*EXERCISE*: Please show every line in the entries below that includes the word "churned".

*MATERIAL FOR THIS TASK*:
PR #5238, opened 2025-11-04
Enforce a min churn - ouroboros-network-0.22

### LINKED ISSUE #5237: Established peers can become a graveyard of rejected peers
If the number of churned established peers is less than the number of churned active peers the set of established peers will be filled with tried and rejected peers. This makes churning less efficient as the node risk selecting from mostly the same set of previously tried peers.

For example with the default config of 20 peers 4 active peers are churned out every hour, but only 2 established peers.

karknu:
# Description

If the number of established peers replaced is lower than the number of active peers replaced the set of established peers risk becoming a graveyard of already tried peers.

This change enforces a min number of changed established and known peers based on the number of replaced active and established peers.

Fixes #5237 .

# Checklist

### Quality
* [x] Self-reviewed the PR.

### Maintenance
* [x] Added labels.

### DIFF
--- a/ouroboros-network/CHANGELOG.md
+++ b/ouroboros-network/CHANGELOG.md
@@ -1,6 +1,6 @@
 # Revision history for ouroboros-network
 
-## 0.22.3.1 -- 04.11.2025
+## 0.22.4.0 -- 04.11.2025
 
 ### Non-breaking changes
 


ouroboros-network/src/Ouroboros/Network/PeerSelection/Churn.hs
```diff
@@ -275,12 +280,13 @@ peerChurnGovernor
...
+    decreaseEstablishedBigLedgerPeers :: Int
+                                      -> PeerSelectionTargets
                                       -> ModifyPeerSelectionTargets
-    decreaseEstablishedBigLedgerPeers base targets =
+    decreaseEstablishedBigLedgerPeers minDecrease base targets =
       targets {
         targetNumberOfEstablishedBigLedgerPeers =
-          decrease (targetNumberOfEstablishedBigLedgerPeers base -
+          decreaseWithMin minDecrease (targetNumberOfEstablishedBigLedgerPeers base -
                     targetNumberOfActiveBigLedgerPeers base)
```
coot:
```suggestion
          decreaseWithMin minDecrease
                          (targetNumberOfEstablishedBigLedgerPeers base -
                    targetNumberOfActiveBigLedgerPeers base)
```

ouroboros-network/src/Ouroboros/Network/PeerSelection/Churn.hs
```diff
@@ -319,12 +327,13 @@ peerChurnGovernor
...
+      :: Int
+      -> PeerSelectionTargets
       -> ModifyPeerSelectionTargets
-    decreaseKnownBigLedgerPeers base targets =
+    decreaseKnownBigLedgerPeers minDecrease base targets =
       targets {
         targetNumberOfKnownBigLedgerPeers =
-          decrease (targetNumberOfKnownBigLedgerPeers base -
+          decreaseWithMin minDecrease (targetNumberOfKnownBigLedgerPeers base -
                     targetNumberOfEstablishedBigLedgerPeers base)
```
coot:
```suggestion
          decreaseWithMin minDecrease
                          (targetNumberOfKnownBigLedgerPeers base -
                    targetNumberOfEstablishedBigLedgerPeers base)
```

ouroboros-network/src/Ouroboros/Network/PeerSelection/Churn.hs
```diff
@@ -497,4 +506,8 @@ peerChurnGovernor
 
     -- Replace 20% or at least one peer every churnInterval.
     decrease :: Int -> Int
-    decrease v = max 0 $ v  - max 1 (v `div` 5)
+    decrease = decreaseWithMin 1
+
+    -- Replace 20% or at least `u` or at least one peer every churnInterval.
+    decreaseWithMin :: Int -> Int -> Int
+    decreaseWithMin u v =  max 0 $ v - max u (max 1 (v `div` 5))
```
coot, line 515: If `20%` of active peers is more than all warm peers, we'll churn all warm peers plus some established.  A sane configuration should be such that `0.2 * active <= (established - active)`, an example of insane :wink: configuration: `55` active peers, `65` established, each turn we'd churn `11` established peers.

Does this deserve a warning?

karknu: We would actually churn 10 established peers. since `max 0` protects us from churning more than the number of established - active.

So every churn we'll replace all established peers. I am not sure it would warrant a warning

coot: You're right.

ouroboros-network/ouroboros-network.cabal
```diff
@@ -1,6 +1,6 @@
 cabal-version: 3.4
 name: ouroboros-network
-version: 0.22.3.0
+version: 0.22.3.1
```
coot:
```suggestion
version: 0.22.4.0
```
We usually use patch releases just for changes of package constraints.

coot (approved):

ouroboros-network/ouroboros-network.cabal
coot: According to [PVP](https://pvp.haskell.org/):

> 2.Non-breaking change. Otherwise, if only new bindings, types, classes, non-orphan instances or modules (but see below) were added to the interface, then A.B MAY remain the same but the new C MUST be greater than the old C. Note that modifying imports or depending on a newer version of another package may cause extra non-orphan instances to be exported and thus force a minor version change.
> 3. Other changes. Otherwise, e.g. if change consist only of corrected documentation, non-visible change to allow different dependency range etc. A.B.C MAY remain the same (other version components may change).

we should increase the version to `0.22.4.0`

ouroboros-network/CHANGELOG.md
```diff
@@ -1,5 +1,12 @@
 # Revision history for ouroboros-network
 
+## 0.22.3.1 -- 04.11.2025
```
coot:
```suggestion
## 0.22.4.0 -- 04.11.2025
```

*EXERCISE RESULT*:
If the number of churned established peers is less than the number of churned active peers the set of established peers will be filled with tried and rejected peers. This makes churning less efficient as the node risk selecting from mostly the same set of previously tried peers.
For example with the default config of 20 peers 4 active peers are churned out every hour, but only 2 established peers.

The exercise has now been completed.